Finanzielle Hilfen für Bauern

NRW-Umweltministerin Ursula Heinen-Esser (CDU)

Die Ministerin will die Bauern unterstützen

Die NRW-Landwirtschaftsministerin sagte den Landwirten im Vorfeld der Veranstaltung im WDR-Interview ihre Unterstützung zu: "Es ist wichtig den Bauern finanziell unter die Arme zu greifen, so dass sie die neuen Anfordernungen der Düngeverordnung auch tatsächlich erfüllen können", so Ursula Heinen-Esser im WDR-Radio.

Bundeslandwirtschaftsministerin verteidigt neue Verordnung

Bundeslandwirtschaftsministerin Julia Klöckner auf der Bühne

Die Ministerin verteidigte die Vorgaben

An der Veranstaltung in Münster nahm auch Bundes-Landwirtschaftsministerin Julia Klöckner teil und stellte sich vor Ort der Diskussion mit den Bauern. Sie setzte sich für die strengeren Vorgaben ein: "Dass die Nitratwerte im Grundwasser an vielen Stellen zu hoch sind, ist Fakt", sagte sie in ihrer Rede. Die Trinkwasseraufbereitung werde daher immer teurer.

Empörung bei den Landwirten

Ein Mensch im Schweinekostüm hält ein Schild

Bunter Protest gegen die neue Verordnung

Die Stimmung bei der Kundgebung bei den Bauern im Publikum war aufgeheizt. "Ein Angriff auf die Landwirtschaft" - so bezeichneten die Bauernverbände aus Nordrhein-Westfalen die erneute Verschärfung der Düngeverordnung.

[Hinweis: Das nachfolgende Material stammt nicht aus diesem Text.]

PR #625, opened 2023-09-26
feat: improve meilisearch integration resiliency

morganridel:


src/services/item/plugins/published/plugins/search/meilisearch.ts
```diff
@@ -89,15 +91,15 @@ export class MeiliSearchWrapper {
...
+    try {
+      const finishedTask = await (await this.getIndex()).waitForTask(task.taskUid);
       this.logger.info(
-        `Meilisearch task completed: item name => ${itemName}, task type => ${task.type}, result: ${finishedTask.error}`,
+        `Meilisearch ${task.type} task completed (${task.status}): item name => ${itemName}. ${
+          finishedTask.error ? `Error: ${finishedTask.error}` : ''
+        }`,
       );
+    } catch (e) {
+      // catch timeout while waiting
```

Eine Menschenmenge mit Plakaten vor einer Bühne

Mehrere Tausend Bauern nahmen an der Kundgebung teil

Vor allem in nitratbelasteten Gebieten sollen die Vorgaben für landwirtschaftliche Betriebe verschärft werden. Im Gespräch sind 20 Prozent weniger Dünger in Gebieten, in denen das Grundwasser einen zu hohen Nitratwert aufweist. Dies sei eine Vorgabe nach "Rasenmäher-Methode", kritisierten die Bauern. In NRW wären davon zum Beispiel das Münsterland und der Niederrhein betroffen.

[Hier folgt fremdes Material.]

PR #632, opened 2023-10-03
fix(app): use correct authentication method to deliver context

spaenleh:
I stumbled on this by accident.

Currently the browser sends the user token alongside the bearer token which allows the backend to get the member using the `attemptVerifyAuthentication`. 

When testing locally with a fake subdomain on localhost the user cookie is isolated. In this case the `GET /context` for the app living on `http://apps.localhost:3005` will fail.

I propose the following changes to make the authentication method work as expected (use only the bearer token provided by the app). This needs to be checked in development environnement to ensure that the apps continue to work.

Suggestions and comments appreciated.


src/services/item/plugins/app/test/index.test.ts
```diff
@@ -144,30 +162,26 @@ describe('Apps Plugin Tests', () => {
   });
 
   describe('GET /:itemId/context', () => {
-    let apps;
-    let chosenApp;
+    // let apps;
+    // let chosenApp;
```
spaenleh, line 166: remove ?

spaenleh (commented):
LGTM ! Thank you for fixing the tests !

PR #636, opened 2023-10-09
build: get views for collection

LinaYahya:
get collection views within get collection information


src/services/item/plugins/published/schemas.ts
```diff
@@ -21,6 +21,24 @@ const publishEntry = {
...
+    item: {
+      $ref: 'http://graasp.org/items/#/definitions/item',
+    },
+    creator: {
+      $ref: 'http://graasp.org/members/#/definitions/member',
+    },
+    createdAt: { type: 'string' },
+    itemViews: {
+      type: 'array',
+    },
```
spaenleh, line 37: Do we need to send all the views (as an array that has potentially hundreds of elements) when requesting the collection info ? 
Are we interested in the total sum, in which case it would make sens to only return the total number of views ?

spaenleh (changes requested):
Thank you for this PR.

What should the itemPublish info call return ? I am leaning towards a single number (total number of views) instead of returning the full views data.
the actions contain personal data on who created them, at what time and so on, we do not want to expose that data without agregation.

If the idea was to have that data available for a graph of the temporal evolution I think it would  be better to use a dedicated endpoint that ensures anonymisation by aggregating the data. What do you think ?

src/services/item/plugins/published/schemas.ts
LinaYahya: @spaenleh 
What if we need the created date to have a sparkline, Shall we only return the created date, or what do u suggest?
views
```
[
{ createdDate: ''},
{ createdDate: ''},
]
```

spaenleh: I think that the spark line should be considered as a separate usecase. My justification is as follows: 
- you might want to query for a particular period of time
- you might to get an aggregated result (binning the results into 1h intervals for example)
- etc

So I think this flexibility would be better exposed on a separate endpoint.
I would like to keep the `/informations` endpoint of a collection more "summarized". 
TLDR: this endpoint should return the total number of views. Create a new endpoint to get the sparkline data that allows to pass in more params.

src/services/item/plugins/published/service.ts
```diff
@@ -58,12 +58,12 @@ export class ItemPublishedService {
 
     // item should be public first
     await itemTagRepository.getType(item, ItemTagType.Public, { shouldThrow: true });
-    const itemViews = await actionRepository.getForItem(item.path, {
+    const totalViews = await actionRepository.getForItem(item.path, {
```
spaenleh, line 61: Maybe we should leverage the `getAggregationForItem` function, in order to perform the sum in sql and not in JS (performance concerns).

spaenleh (changes requested):

spaenleh (commented):
We should also note that both methods are limited to either the specified sample size or the default (if sample size is not specified) which is 5000. Otherwise changes look good.

spaenleh (approved):
Looks good !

Deutschland drohen hohe Strafen

Eine Frau wird von mehreren Leuten interviewt

Ministerin Klöckner bei der Pressekonferenz in Münster

Die Düngeverordnung war bereits vor zwei Jahren verschärft worden, jetzt muss sie erneut überarbeitet werden. Grund dafür ist, dass die Nitratbelastung im Grundwasser in Deutschland an vielen Stellen über dem EU-weit zulässigen Grenzwert von 50 Milligramm pro Liter liegt.

Zwei Männer mit Plakaten

Die Bauern protestierten lautstark

Die EU-Kommission droht Deutschland daher mit hohen Strafen, sollte die Nitratbelastung im Grundwasser nicht wirkungsvoll gesenkt werden. Die EU-Kommission fordert unter anderem längere Verbotszeiten für das Ausbringen von Gülle auf Grünland. Nach dem bisherigen Plan der Bundesregierung sollen die strengeren Regeln ab Mai 2020 gelten.

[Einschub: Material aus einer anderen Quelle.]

PR #640, opened 2023-10-09
fix(types): fileStream argument has incompatible typing

spaenleh:
This PR fixes an issue with the typings.
This fix is coherent with the input typing https://github.com/graasp/graasp/blob/20d59793c97ccf3beb83fb8be6cb7af94d0bdd98/src/services/file/service.ts#L58

### DIFF
--- a/src/services/file/repositories/s3.ts
+++ b/src/services/file/repositories/s3.ts
@@ -6,6 +6,7 @@ import fs from 'fs';
 import { StatusCodes } from 'http-status-codes';
 import fetch from 'node-fetch';
 import path from 'path';
+import Readable from 'stream';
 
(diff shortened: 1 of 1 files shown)


morganridel (approved):

src/services/file/repositories/s3.ts
```diff
@@ -6,6 +6,7 @@ import fs from 'fs';
 import { StatusCodes } from 'http-status-codes';
 import fetch from 'node-fetch';
 import path from 'path';
+import Readable from 'stream';
```
spaenleh, line 9: This was wrong. Should have used a named import instead:
```ts
import { Readable } from 'stream';
```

Bauerndemonstration gegen Düngeverordnung in Münster

WDR 5 04.04.2019 02:41 Min. Verfügbar bis 03.04.2020 WDR 5

Download

Düngeverordnung: Wohin mit der Nitrat-Gülle? Westpol 17.02.2019 UT DGS Verfügbar bis 17.02.2020 WDR

Stand: 04.04.2019, 20:00

Kommentare zum Thema

58 Kommentare

  • 58 Nagelmann Johannes 06.04.2019, 13:41 Uhr

    Hallo Herr N. Westphal, ich würde gerne vorbei kommen. Bitte Ihre Adresse. Danke

    Antworten (1)
    • N. Westphal 06.04.2019, 15:09 Uhr

      -:) Zu MIR brauchen Sie nicht zu kommen. Bei MIR fließt keine Gülle im Garten. Fahren Sie über beliebige Wirtschaftswege in den Kreisen Warendorf, Borken und Coesfeld. Nehmen Sie mal ein Nässchen an einem beliebigen Graben / Vorfluter links und rechts des Weges, wenn Sie durch den Algendreck überhaupt noch ans Wasser kommen. Werfen Sie einen Blick in die einschlägigen Datenbanken. Fragen Sie mal einen Landwirt, der vor 50 Jahren Schweine gemästet hat zum Tierwohl in den heutigen Mastfabriken. Wer zahlt für die Verunreinigung des Trinkwassers ? Der Steuerzahler ? Wer begleicht die Naturschäden aus extensiver Landwirtschaft ? Raus aus den Subventionen. Begrenzung von Chemieeinsatz. Rauf mit den Erzeugerpreisen. Von mir aus Halbierung der Fleischproduktion und Verdopplung der Preise, aber bloß nicht so tun als sei das Problem mit noch mehr Produktion in den Griff zu kriegen.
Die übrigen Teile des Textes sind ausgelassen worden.